*Work order*. Every line of the data that includes "using" should be copied out.

*Information shown*.
··········

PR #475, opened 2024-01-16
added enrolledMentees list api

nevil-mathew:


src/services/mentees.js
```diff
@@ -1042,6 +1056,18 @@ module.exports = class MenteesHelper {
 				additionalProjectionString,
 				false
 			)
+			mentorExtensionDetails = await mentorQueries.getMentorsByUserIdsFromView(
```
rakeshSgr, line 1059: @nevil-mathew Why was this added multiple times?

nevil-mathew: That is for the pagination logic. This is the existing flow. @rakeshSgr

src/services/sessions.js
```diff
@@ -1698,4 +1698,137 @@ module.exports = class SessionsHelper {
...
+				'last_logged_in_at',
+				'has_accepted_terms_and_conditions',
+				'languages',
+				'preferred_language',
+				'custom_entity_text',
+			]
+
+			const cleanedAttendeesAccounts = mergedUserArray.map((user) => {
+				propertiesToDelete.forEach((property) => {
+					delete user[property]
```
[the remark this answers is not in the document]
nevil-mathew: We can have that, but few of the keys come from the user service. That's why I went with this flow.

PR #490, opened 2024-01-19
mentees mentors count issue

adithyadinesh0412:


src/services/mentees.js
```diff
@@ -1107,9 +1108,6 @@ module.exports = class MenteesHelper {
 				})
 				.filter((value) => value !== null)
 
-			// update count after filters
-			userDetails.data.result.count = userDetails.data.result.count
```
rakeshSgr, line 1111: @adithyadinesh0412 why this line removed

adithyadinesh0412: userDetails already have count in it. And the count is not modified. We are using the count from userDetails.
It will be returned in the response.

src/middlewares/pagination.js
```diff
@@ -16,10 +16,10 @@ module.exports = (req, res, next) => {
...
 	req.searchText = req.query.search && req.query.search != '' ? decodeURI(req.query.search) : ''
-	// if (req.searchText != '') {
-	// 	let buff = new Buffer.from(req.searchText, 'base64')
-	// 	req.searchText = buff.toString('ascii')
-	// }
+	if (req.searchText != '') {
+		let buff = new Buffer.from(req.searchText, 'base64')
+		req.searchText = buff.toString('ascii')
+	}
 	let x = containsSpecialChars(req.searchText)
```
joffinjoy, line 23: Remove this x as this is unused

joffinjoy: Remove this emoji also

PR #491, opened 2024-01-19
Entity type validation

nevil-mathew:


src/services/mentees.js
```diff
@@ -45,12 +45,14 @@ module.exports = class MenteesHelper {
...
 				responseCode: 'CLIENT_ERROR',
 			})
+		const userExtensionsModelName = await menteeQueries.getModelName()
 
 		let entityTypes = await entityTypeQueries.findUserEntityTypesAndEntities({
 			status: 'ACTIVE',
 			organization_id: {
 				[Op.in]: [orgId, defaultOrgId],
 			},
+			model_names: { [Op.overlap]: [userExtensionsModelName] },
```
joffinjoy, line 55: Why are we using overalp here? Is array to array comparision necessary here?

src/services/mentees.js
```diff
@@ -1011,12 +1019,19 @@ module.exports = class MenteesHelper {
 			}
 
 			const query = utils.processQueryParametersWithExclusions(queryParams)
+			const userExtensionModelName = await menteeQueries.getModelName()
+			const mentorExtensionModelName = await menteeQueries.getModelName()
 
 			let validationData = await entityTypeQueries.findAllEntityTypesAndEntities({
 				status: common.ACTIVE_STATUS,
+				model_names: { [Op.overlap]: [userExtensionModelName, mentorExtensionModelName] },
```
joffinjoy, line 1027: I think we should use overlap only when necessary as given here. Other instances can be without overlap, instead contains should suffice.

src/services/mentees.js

··········

*Output of the exercise*.
adithyadinesh0412: userDetails already have count in it. And the count is not modified. We are using the count from userDetails.
joffinjoy, line 55: Why are we using overalp here? Is array to array comparision necessary here?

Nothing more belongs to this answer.